# Speech regonition using Vosk
%pip install vosk

In [15]:
from vosk import Model, KaldiRecognizer

In [47]:
FRAME_RATE = 16000
CHANNELS = 1

model = Model(model_name = "vosk-model-en-us-0.22")

rec = KaldiRecognizer(model, FRAME_RATE)
rec.SetWords(True)

%pip install pydub

In [18]:
from pydub import AudioSegment

In [19]:
mp3 = AudioSegment.from_mp3("marketplace.MP3")
mp3 = mp3.set_channels(CHANNELS)
mp3 = mp3.set_frame_rate(FRAME_RATE)

In [20]:
rec.AcceptWaveform(mp3.raw_data)
result = rec.Result()

In [21]:
import json

text = json.loads(result)["text"]

In [22]:
text

"the funny thing about the big economic news of the day the fed raising interest rates half a percentage point was that there was only really one tidbit of actual news in the news and the interest rate increase wasn't it you knew it was coming i knew it was common wall street news come and businesses knew it was common so on this fed day on this program something a little bit different jay powell in his own words five of 'em his most used economic words from today's press conference were number one of course it's the biggie two percent inflation inflation inflation inflation inflation inflation lh dealing with inflation pals big worry the thing keeping him up at night price stability is the fed's whole ballgame right now pau basically said as much today we're"

%pip install transformers

In [24]:
%pip install torch

Note: you may need to restart the kernel to use updated packages.


In [25]:
# Adding punctuation to our transcript with recasepunc file

import subprocess

cased = subprocess.check_output("/Users/sangw/miniconda3/python recasepunc/recasepunc.py predict recasepunc/checkpoint", shell=True, text=True, input=text)

In [26]:
cased

"The funny thing about the big economic news of the day, the Fed raising interest rates half a percentage point, was that there was only really one tidbit of actual news in the news.
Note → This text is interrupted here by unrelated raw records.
PR #1305, opened 2024-08-11
Fix eval in regression test

ebsmothers:
The config name and the results parsing in our regression test job are incorrect.

This is actually a bit awkward to test now that we (a) don't allow creating PRs from a fork, and (b) don't let forks access the S3 bucket containing regression test artifacts.

So for now I've tested it locally, which I guess is better than nothing?

```
pytest tests/regression_tests/test_llama2_7b.py -m slow_integration_test
...
====== 1 passed, 1 warning in 267.94s (0:04:27) ======
```

### DIFF
--- a/tests/regression_tests/test_llama2_7b.py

And the interest rate increase, wasn ' t it. You knew it was coming. I knew it was common. Wall Street news come and businesses knew it was common. So on this Fed day, on this program, something a little bit different. Jay Powell, in his own words, five of ' em. His most used economic words from today ' s press conference were number one, Of course, it ' s the biggie Two percent inflation, inflation, inflation, inflation, inflation, inflation. Lh dealing with inflation pals Big worry. The thing keeping him up at night, price stability, is the Fed ' s whole ballgame right now. Pau basically said as much today. We ' re.\n"

In [27]:
# A function to transcribe longer audio files

def voice_recognition(filename):
    model = Model(model_name = "vosk-model-en-us-0.22")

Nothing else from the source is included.